[Records to use Boundary: Start]

PR #730, opened 2025-10-13
fix: working DockerFile for SWE-Bench prebuilt images

juanmichelini:


openhands/agent_server/docker/Dockerfile
```diff
@@ -190,16 +192,49 @@ EXPOSE ${PORT} ${NOVNC_PORT}
 
 ############################
 # Target A: source
```
xingyaoww, line 192: Can you investigate why this won't copy over the `/agent-server/.venv` though 🤔

xingyaoww:
I think this was already fixed

PR #775, opened 2025-10-17
Enforce batch atomicity for condenser

### LINKED ISSUE #738: If an assistant message contains any thinking blocks, the first block must be `thinking` or `redacted_thinking`
```
    raise e  # it's already mapped
    ^^^^^^^
  File "/Users/xingyaow/.cache/uv/archive-v0/7syNfyMibYRIdkqALTht7/lib/python3.12/site-packages/litellm/litellm_core_utils/exception_mapping_utils.py", line 290, in exception_type
    extract_and_raise_litellm_exception(
  File "/Users/xingyaow/.cache/uv/archive-v0/7syNfyMibYRIdkqALTht7/lib/python3.12/site-packages/litellm/litellm_core_utils/exception_mapping_utils.py", line 165, in extract_and_raise_litellm_exception
    raise raised_exception_obj(
litellm.exceptions.BadRequestError: litellm.BadRequestError: Error code: 400 - {'error': {'message': 'litellm.BadRequestError: AnthropicException - {"type":"error","error":{"type":"invalid_request_error","message":"messages.5.content.0: If an assistant message contains any thinking blocks, the first block must be `thinking` or `redacted_thinking`. Found `tool_use`."},"request_id":"req_011CU7kqVmSUn8XEfzjx33MH"}No fallback model group found for original model_group=claude-sonnet-4-5-20250929. Fallbacks=[{\'qwen3-coder-480b\': [\'qwen3-coder-480b-or\']}, {\'glm-4.5\': [\'glm-4.5-or\']}]. Received Model Group=claude-sonnet-4-5-20250929\nAvailable Model Group Fallbacks=None\nError doing the fallback: litellm.BadRequestError: AnthropicException - {"type":"error","error":{"type":"invalid_request_error","message":"messages.5.content.0: If an assistant message contains any thinking blocks, the first block must be `thinking` or `redacted_thinking`. Found `tool_use`."},"request_id":"req_011CU7kqVmSUn8XEfzjx33MH"}No fallback model group found for original model_group=claude-sonnet-4-5-20250929. Fallbacks=[{\'qwen3-coder-480b\': [\'qwen3-coder-480b-or\']}, {\'glm-4.5\': [\'glm-4.5-or\']}] LiteLLM Retried: 1 times, LiteLLM Max Retries: 2', 'type': None, 'param': None, 'code': '400'}}
```

The conversation dump: [c211c69a-9c5c-4f7c-a1be-1b7037001bca.zip](https://github.com/user-attachments/files/22913292/c211c69a-9c5c-4f7c-a1be-1b7037001bca.zip)

Way to reproduce this:
1. reload conversation and then conversation.run()

ryanhoangt:
Fix #738

---
Integration tests: 7/7 (100%)

```
[10/17/25 13:48:27] INFO     Success rate: 100.00% (7/7)             run_infer.py:278
[10/17/25 13:48:27] INFO     Evaluation Results:                     run_infer.py:279
[10/17/25 13:48:27] INFO     t04_git_staging: ✓ - Successfully       run_infer.py:283
                             committed changes with message: 'Add                    
                             hello world Python script'                              
[10/17/25 13:48:27] INFO     t07_interactive_commands: ✓ -           run_infer.py:283
                             Interactive Python script setup                         
                             completed. Agent should execute the                     
                             script with inputs 'John' and '25' and                  
                             find the secret number: 707                             
[10/17/25 13:48:27] INFO     t05_simple_browsing: ✓ - Agent          run_infer.py:283
                             successfully found the answer! Matched                  
                             pattern: (?i)openhands is all you need.                 
                             Response contained the expected content                 
                             about OpenHands.                                        
[10/17/25 13:48:27] INFO     t03_jupyter_write_file: ✓ -             run_infer.py:283
                             Successfully created file with content:                 
                             hello world                                             
[10/17/25 13:48:27] INFO     t01_fix_simple_typo: ✓ - Successfully   run_infer.py:283
                             fixed all typos                                         
[10/17/25 13:48:27] INFO     t02_add_bash_hello: ✓ - Successfully    run_infer.py:283
                             created and executed script: hello                      
[10/17/25 13:48:27] INFO     t06_github_pr_browsing: ✓ - Agent's     run_infer.py:283
                             final answer contains information about                 
                             the PR content                                          
[10/17/25 13:48:27] INFO     Total cost: $0.27                       run_infer.py:284
```

---

**Variants & Base Images**
|---|---|---|

```bash
docker pull ghcr.io/all-hands-ai/agent-server:14e6b9a-python
```

**Run**
```bash
docker run -it --rm \
  -p 8000:8000 \
  --name agent-server-14e6b9a-python \
  ghcr.io/all-hands-ai/agent-server:14e6b9a-python
```

```
ghcr.io/all-hands-ai/agent-server:14e6b9a-golang
ghcr.io/all-hands-ai/agent-server:v1.0.0a2_golang_tag_1.21-bookworm_binary
ghcr.io/all-hands-ai/agent-server:14e6b9a-java
ghcr.io/all-hands-ai/agent-server:v1.0.0a2_eclipse-temurin_tag_17-jdk_binary
ghcr.io/all-hands-ai/agent-server:14e6b9a-python
ghcr.io/all-hands-ai/agent-server:v1.0.0a2_nikolaik_s_python-nodejs_tag_python3.12-nodejs22_binary
```

_The `14e6b9a` tag is a multi-arch manifest (amd64/arm64); your client pulls the right arch automatically._

### DIFF
--- a/.github/workflows/assign-reviews.yml
+++ b/.github/workflows/assign-reviews.yml
@@ -94,8 +94,8 @@ jobs:
             - name: Install OpenHands dependencies
               run: |
                   # Install OpenHands SDK and tools from git repository
-                  uv pip install --system "openhands-sdk @ git+https://github.com/All-Hands-AI/agent-sdk.git@main#subdirectory=openhands/sdk"
-                  uv pip install --system "openhands-tools @ git+https://github.com/All-Hands-AI/agent-sdk.git@main#subdirectory=openhands/tools"
+                  uv pip install --system "openhands-sdk @ git+https://github.com/All-Hands-AI/agent-sdk.git@main#subdirectory=openhands-sdk"
+                  uv pip install --system "openhands-tools @ git+https://github.com/All-Hands-AI/agent-sdk.git@main#subdirectory=openhands-tools"
 
             - name: Check required configuration
               env:
--- a/openhands-agent-server/openhands/agent_server/__main__.py
+++ b/openhands-agent-server/openhands/agent_server/__main__.py
@@ -46,6 +46,7 @@ def main():
         reload_excludes=["workspace"],
         log_level=log_level,
         log_config=LOGGING_CONFIG,
+        ws="wsproto",  # Use wsproto instead of deprecated websockets implementation
     )
 
 
--- a/openhands-agent-server/pyproject.toml
+++ b/openhands-agent-server/pyproject.toml
@@ -13,6 +13,7 @@ dependencies = [
   "sqlalchemy>=2",
   "uvicorn>=0.31.1",
   "websockets>=12",
+  "wsproto>=1.2.0",
 ]
 
 [build-system]
--- a/tests/agent_server/test_agent_server_wsproto.py
+++ b/tests/agent_server/test_agent_server_wsproto.py
@@ -1,0 +1,106 @@
+"""Integration test to verify the agent server works with wsproto."""
+
+import asyncio
+import json
+import multiprocessing
+import os
+import socket
+import sys
+import time
+
+import pytest
+import requests
+import websockets
+
+
+def find_free_port():
+    with socket.socket(socket.AF_INET, socket.SOCK_STREAM) as s:
+        s.bind(("", 0))
+        s.listen(1)
+        return s.getsockname()[1]
+
+
+def run_agent_server(port, api_key):
+    os.environ["OH_SESSION_API_KEYS"] = f'["{api_key}"]'
+    sys.argv = ["agent-server", "--port", str(port)]
+    from openhands.agent_server.__main__ import main
+
+    main()
+
+
+@pytest.fixture
+def agent_server(tmp_path):
+    port = find_free_port()
+    api_key = "test-wsproto-key"
+
+    process = multiprocessing.Process(target=run_agent_server, args=(port, api_key))
+    process.start()
+
+    for _ in range(50):
+        try:
+            response = requests.get(f"http://127.0.0.1:{port}/docs", timeout=1)
+            if response.status_code == 200:
+                break
+        except requests.exceptions.ConnectionError:
+            pass
+        time.sleep(0.2)
+    else:
+        process.terminate()
+        process.join()
+        pytest.fail(f"Agent server failed to start on port {port}")
+
+    yield {"port": port, "api_key": api_key}
+
+    process.terminate()
+    process.join(timeout=5)
+    if process.is_alive():
+        process.kill()
+        process.join()
+
+
+def test_agent_server_starts_with_wsproto(agent_server):
+    response = requests.get(f"http://127.0.0.1:{agent_server['port']}/docs")
+    assert response.status_code == 200
+    assert (
+        "OpenHands Agent Server" in response.text or "swagger" in response.text.lower()
+    )
+
+
+@pytest.mark.asyncio
+async def test_agent_server_websocket_with_wsproto(agent_server):
+    port = agent_server["port"]
+    api_key = agent_server["api_key"]
+
+    response = requests.post(
+        f"http://127.0.0.1:{port}/api/conversations",
+        headers={"X-Session-API-Key": api_key},
+        json={
+            "agent": {
+                "llm": {
+                    "service_id": "test-llm",
+                    "model": "test-provider/test-model",
+                    "api_key": "test-key",
+                },
+                "tools": [],
+            },
+            "workspace": {"working_dir": "/tmp/test-workspace"},
+        },
+    )
+    assert response.status_code in [200, 201]
+    conversation_id = response.json()["id"]
+
+    ws_url = (
+        f"ws://127.0.0.1:{port}/sockets/events/{conversation_id}"
+        f"?session_api_key={api_key}&resend_all=true"
+    )
+
+    async with websockets.connect(ws_url, open_timeout=5) as ws:
+        try:
+            response = await asyncio.wait_for(ws.recv(), timeout=2)
+            assert response is not None
+        except TimeoutError:
+            pass
+
+        await ws.send(
+            json.dumps({"role": "user", "content": "Hello from wsproto test"})
+        )
--- a/tests/github_workflows/test_todo_scanner.py
+++ b/tests/github_workflows/test_todo_scanner.py
@@ -9,7 +9,7 @@ from pathlib import Path
 todo_mgmt_path = (
     Path(__file__).parent.parent.parent
     / "examples"
-    / "github_workflows"
+    / "03_github_workflows"
     / "03_todo_management"
 )
 sys.path.append(str(todo_mgmt_path))
--- a/uv.lock
+++ b/uv.lock
@@ -1890,6 +1890,7 @@ dependencies = [
     { name = "sqlalchemy" },
     { name = "uvicorn" },
     { name = "websockets" },
+    { name = "wsproto" },
 ]
 
 [package.metadata]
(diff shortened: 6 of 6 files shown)


openhands/sdk/agent/agent.py
```diff
@@ -230,13 +230,15 @@ def step(
...
-                    thinking_blocks=list(message.thinking_blocks) if i == 0 else [],
-                    responses_reasoning_item=message.responses_reasoning_item
-                    if i == 0
-                    else None,
+                    # All actions get reasoning content to preserve it if condenser
+                    # removes earlier events
+                    reasoning_content=message.reasoning_content,
+                    # All actions get thinking blocks to preserve them if condenser
+                    # removes earlier events
+                    thinking_blocks=list(message.thinking_blocks),
```
enyst: Wouldn't this repeat them?

tests/integration/outputs/anthropic_claude_haiku_4_5_20251001_agent-sdk-integration_N7_20251017_093024/results.json
enyst, line 1: I suppose including these outputs was unintended, maybe we should remove them?

openhands/sdk/agent/agent.py
ryanhoangt: Yeah we have duplication when maintaining them in `ActionEvent`, but when combining multiple actions with the same llm response id into the same `Message`, we only use the first `thinking_blocks` in the event batch. WDYT?

https://github.com/All-Hands-AI/agent-sdk/blob/aa30853b522be7762cab016591f9ccb86e3671ba/openhands/sdk/event/base.py#L128-L148

enyst (changes requested):
I have a concern here, I _think_ that both Claude and GPT models may crash if we repeat the same reasoning block... but I could be wrong. Do we have a log with parallel tool calls on the PR branch?

ryanhoangt:
> Do we have a log with parallel tool calls on the PR branch?

Yep, it's in the associated issue.

openhands/sdk/agent/agent.py
enyst: Ahh! Sorry, I misunderstood and thought we're sending back multiple.

🤔 This could work... or maybe we could have the condenser verify its events, so it puts back the reasoning content... But I feel your solution is safer.

xingyaoww: > but when combining multiple actions with the same llm response id into the same Message, we only use the first thinking_blocks in the event batch. 

How would this fix https://github.com/All-Hands-AI/agent-sdk/issues/738 though? If condenser only keep the last 3 actions out of 4 actions (within 1 llm request via parallel fn call) -- we fix it because the "first of the 3 actions" now also have the thinking block?

I wonder if we were able to fix it on the condenser level, so we don't have to assign thinking block and reasoning contnet to every event (consume more space)

enyst: > I wonder if we were able to fix it on the condenser level, so we don't have to assign thinking block and reasoning contnet to every event

I see the point, and it seems like a condenser issue: maybe its contract should be to return a "good" set of events.

On the other hand I was thinking that maybe adding them then pick the first, is safer in the sense that we always do the right thing, if the condenser gets disabled in a later run, or changed parameters, or something... But maybe that's wrong, those would still be true if it's a condenser responsibility 🤔

ryanhoangt: > If condenser only keep the last 3 actions out of 4 actions (within 1 llm request via parallel fn call) -- we fix it because the "first of the 3 actions" now also have the thinking block?

I think it'd be easier to imagine the condenser, instead of _keeping_ actions, it _forgets_ actions, and one of the forgotten events (the first event) contains the thinking blocks. We fix it by populating it for other later events as well, and those later events, aka more _recent_ events are used for continuing the convo, now also have thinking blocks.

> (consume more space)

Yeah I also consider this limitation, but the number of thinking tokens would often be much less than chat completion tokens so hopefully it won't cause significant effects.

[Records to use Boundary: End]

> [Instructions to follow]
Copy each line from the records above that includes the string "every".

> [Solved exercise]
I wonder if we were able to fix it on the condenser level, so we don't have to assign thinking block and reasoning contnet to every event (consume more space)
enyst: > I wonder if we were able to fix it on the condenser level, so we don't have to assign thinking block and reasoning contnet to every event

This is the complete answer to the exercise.